-- Collected data --

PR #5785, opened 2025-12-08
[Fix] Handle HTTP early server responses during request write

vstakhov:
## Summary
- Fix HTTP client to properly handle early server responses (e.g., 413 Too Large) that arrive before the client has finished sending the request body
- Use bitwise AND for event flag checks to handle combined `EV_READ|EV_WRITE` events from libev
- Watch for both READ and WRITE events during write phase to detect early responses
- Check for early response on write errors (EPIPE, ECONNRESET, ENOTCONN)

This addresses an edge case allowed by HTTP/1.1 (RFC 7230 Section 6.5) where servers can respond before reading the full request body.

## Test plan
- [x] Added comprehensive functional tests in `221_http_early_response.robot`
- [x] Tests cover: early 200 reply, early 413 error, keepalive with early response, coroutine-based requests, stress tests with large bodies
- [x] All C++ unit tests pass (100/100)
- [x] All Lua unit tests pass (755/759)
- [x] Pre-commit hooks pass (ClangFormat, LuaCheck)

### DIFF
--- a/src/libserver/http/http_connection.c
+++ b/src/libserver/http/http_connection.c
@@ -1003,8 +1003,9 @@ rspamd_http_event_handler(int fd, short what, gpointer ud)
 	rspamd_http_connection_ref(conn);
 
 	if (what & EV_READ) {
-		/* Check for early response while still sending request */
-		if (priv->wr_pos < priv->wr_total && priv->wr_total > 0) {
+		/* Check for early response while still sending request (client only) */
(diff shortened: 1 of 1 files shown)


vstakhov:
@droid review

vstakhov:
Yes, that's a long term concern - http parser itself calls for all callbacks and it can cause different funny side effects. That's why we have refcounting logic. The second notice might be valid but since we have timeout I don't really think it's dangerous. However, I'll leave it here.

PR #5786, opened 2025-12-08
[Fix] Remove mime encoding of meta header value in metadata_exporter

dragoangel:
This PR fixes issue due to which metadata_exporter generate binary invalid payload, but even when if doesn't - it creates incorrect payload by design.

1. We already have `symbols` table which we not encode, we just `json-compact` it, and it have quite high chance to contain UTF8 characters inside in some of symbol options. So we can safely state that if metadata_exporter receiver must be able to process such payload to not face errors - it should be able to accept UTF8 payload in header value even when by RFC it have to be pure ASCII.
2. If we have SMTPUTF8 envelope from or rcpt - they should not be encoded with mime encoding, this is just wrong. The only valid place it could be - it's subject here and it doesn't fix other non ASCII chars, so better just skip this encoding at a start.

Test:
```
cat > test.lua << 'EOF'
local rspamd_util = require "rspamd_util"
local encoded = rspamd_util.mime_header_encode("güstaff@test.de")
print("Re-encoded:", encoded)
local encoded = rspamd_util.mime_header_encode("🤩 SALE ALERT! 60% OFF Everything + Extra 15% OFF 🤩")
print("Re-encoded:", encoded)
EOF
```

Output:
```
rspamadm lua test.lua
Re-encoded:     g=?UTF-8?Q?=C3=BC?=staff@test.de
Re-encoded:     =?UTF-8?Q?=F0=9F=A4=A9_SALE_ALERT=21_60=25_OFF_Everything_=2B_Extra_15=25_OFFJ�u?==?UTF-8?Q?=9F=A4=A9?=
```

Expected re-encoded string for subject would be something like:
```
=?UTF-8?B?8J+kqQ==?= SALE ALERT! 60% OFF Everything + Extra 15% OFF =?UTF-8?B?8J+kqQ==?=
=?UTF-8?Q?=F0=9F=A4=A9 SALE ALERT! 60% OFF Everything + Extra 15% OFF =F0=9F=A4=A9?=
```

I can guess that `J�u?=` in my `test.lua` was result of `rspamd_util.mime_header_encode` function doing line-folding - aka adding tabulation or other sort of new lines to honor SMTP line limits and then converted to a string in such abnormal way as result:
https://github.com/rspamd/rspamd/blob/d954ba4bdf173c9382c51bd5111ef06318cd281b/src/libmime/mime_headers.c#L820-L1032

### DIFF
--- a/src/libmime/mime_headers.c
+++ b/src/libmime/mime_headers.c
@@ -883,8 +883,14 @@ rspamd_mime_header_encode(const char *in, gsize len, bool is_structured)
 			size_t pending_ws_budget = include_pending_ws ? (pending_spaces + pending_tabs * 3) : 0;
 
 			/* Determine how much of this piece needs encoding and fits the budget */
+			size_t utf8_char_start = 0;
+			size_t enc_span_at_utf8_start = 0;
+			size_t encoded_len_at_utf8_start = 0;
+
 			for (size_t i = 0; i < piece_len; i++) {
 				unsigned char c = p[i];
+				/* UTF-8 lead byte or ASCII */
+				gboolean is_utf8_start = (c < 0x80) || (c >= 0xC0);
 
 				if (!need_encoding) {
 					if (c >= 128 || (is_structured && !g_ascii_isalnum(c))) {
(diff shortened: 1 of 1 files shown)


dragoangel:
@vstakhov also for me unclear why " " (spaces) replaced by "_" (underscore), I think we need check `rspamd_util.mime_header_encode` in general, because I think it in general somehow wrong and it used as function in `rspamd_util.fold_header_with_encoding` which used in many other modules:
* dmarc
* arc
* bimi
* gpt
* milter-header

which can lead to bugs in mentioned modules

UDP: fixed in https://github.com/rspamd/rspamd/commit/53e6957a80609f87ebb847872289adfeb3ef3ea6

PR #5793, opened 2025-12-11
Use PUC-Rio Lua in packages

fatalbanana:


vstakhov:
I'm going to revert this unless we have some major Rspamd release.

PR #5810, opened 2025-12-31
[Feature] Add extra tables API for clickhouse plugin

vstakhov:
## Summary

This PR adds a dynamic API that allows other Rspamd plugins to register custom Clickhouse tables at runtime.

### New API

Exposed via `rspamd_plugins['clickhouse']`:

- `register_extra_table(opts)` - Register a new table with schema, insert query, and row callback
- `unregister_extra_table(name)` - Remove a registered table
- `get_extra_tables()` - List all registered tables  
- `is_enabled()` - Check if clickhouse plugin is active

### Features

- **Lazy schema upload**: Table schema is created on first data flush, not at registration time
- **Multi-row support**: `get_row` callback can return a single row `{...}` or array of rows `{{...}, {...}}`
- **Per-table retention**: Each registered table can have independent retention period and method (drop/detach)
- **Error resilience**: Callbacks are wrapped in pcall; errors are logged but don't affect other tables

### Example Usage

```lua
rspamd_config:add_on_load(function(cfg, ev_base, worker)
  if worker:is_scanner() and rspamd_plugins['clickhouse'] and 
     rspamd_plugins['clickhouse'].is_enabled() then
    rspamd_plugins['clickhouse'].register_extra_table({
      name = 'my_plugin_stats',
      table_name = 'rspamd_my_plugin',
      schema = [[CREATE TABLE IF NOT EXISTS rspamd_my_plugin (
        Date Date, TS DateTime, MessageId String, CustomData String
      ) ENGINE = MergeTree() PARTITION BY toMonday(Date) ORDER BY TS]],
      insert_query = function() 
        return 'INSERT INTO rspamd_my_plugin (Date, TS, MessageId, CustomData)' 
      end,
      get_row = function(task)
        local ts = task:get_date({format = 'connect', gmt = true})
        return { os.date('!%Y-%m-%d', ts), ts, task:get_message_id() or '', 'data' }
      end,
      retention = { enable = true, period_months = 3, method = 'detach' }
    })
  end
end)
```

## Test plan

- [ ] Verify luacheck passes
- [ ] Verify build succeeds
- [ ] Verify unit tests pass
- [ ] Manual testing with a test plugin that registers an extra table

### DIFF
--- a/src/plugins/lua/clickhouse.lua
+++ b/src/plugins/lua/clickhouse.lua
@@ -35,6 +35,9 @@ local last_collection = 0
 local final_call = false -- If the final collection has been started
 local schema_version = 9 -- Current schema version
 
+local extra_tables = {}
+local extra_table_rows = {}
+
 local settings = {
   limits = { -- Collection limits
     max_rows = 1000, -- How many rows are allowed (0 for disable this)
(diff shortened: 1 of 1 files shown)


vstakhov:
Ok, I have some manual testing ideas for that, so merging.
* * *
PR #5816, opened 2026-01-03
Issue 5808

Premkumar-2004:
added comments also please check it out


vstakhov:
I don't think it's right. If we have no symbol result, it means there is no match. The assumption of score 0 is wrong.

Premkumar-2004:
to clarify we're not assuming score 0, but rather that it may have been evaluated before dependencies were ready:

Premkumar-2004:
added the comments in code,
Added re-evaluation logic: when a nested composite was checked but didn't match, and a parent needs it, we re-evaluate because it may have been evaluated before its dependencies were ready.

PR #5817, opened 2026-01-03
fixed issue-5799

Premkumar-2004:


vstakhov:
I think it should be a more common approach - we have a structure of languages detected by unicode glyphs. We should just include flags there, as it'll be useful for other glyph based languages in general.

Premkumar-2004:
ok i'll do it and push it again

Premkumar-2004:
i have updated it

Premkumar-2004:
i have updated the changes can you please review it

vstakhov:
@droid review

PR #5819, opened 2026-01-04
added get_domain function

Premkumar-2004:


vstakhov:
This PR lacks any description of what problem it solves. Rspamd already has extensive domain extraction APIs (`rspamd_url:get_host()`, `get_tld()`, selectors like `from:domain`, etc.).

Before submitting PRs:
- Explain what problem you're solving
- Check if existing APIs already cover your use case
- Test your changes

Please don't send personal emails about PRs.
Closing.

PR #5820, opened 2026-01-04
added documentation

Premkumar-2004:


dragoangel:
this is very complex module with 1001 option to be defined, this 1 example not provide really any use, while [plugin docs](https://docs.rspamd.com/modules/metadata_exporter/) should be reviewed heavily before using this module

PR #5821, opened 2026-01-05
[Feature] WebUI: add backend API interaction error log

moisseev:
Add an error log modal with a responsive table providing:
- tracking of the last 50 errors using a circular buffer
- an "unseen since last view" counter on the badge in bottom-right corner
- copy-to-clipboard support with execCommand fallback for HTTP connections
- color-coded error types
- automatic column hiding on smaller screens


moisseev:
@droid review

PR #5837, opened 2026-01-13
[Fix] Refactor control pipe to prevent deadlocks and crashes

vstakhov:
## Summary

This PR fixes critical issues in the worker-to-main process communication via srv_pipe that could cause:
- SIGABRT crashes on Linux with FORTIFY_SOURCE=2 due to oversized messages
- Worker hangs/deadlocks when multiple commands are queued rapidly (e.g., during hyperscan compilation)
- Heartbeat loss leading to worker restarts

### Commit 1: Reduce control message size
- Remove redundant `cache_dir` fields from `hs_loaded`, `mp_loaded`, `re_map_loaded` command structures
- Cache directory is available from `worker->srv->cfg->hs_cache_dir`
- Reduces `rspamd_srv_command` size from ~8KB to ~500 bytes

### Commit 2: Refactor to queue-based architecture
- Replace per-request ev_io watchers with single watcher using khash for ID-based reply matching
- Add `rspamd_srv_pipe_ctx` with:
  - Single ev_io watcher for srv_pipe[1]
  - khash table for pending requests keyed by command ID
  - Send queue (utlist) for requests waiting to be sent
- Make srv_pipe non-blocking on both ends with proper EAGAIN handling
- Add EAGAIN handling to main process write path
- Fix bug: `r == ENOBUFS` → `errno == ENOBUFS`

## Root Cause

-- Your assignment --
Print, without alteration, only the lines above between the one holding "rspamd_http_connection_ref(conn);" and the one holding "PR #5786, opened 2025-12-08", inclusive.

-- Your solution --
 	rspamd_http_connection_ref(conn);
 
 	if (what & EV_READ) {
-		/* Check for early response while still sending request */
-		if (priv->wr_pos < priv->wr_total && priv->wr_total > 0) {
+		/* Check for early response while still sending request (client only) */
(diff shortened: 1 of 1 files shown)


vstakhov:
@droid review

vstakhov:
Yes, that's a long term concern - http parser itself calls for all callbacks and it can cause different funny side effects. That's why we have refcounting logic. The second notice might be valid but since we have timeout I don't really think it's dangerous. However, I'll leave it here.

PR #5786, opened 2025-12-08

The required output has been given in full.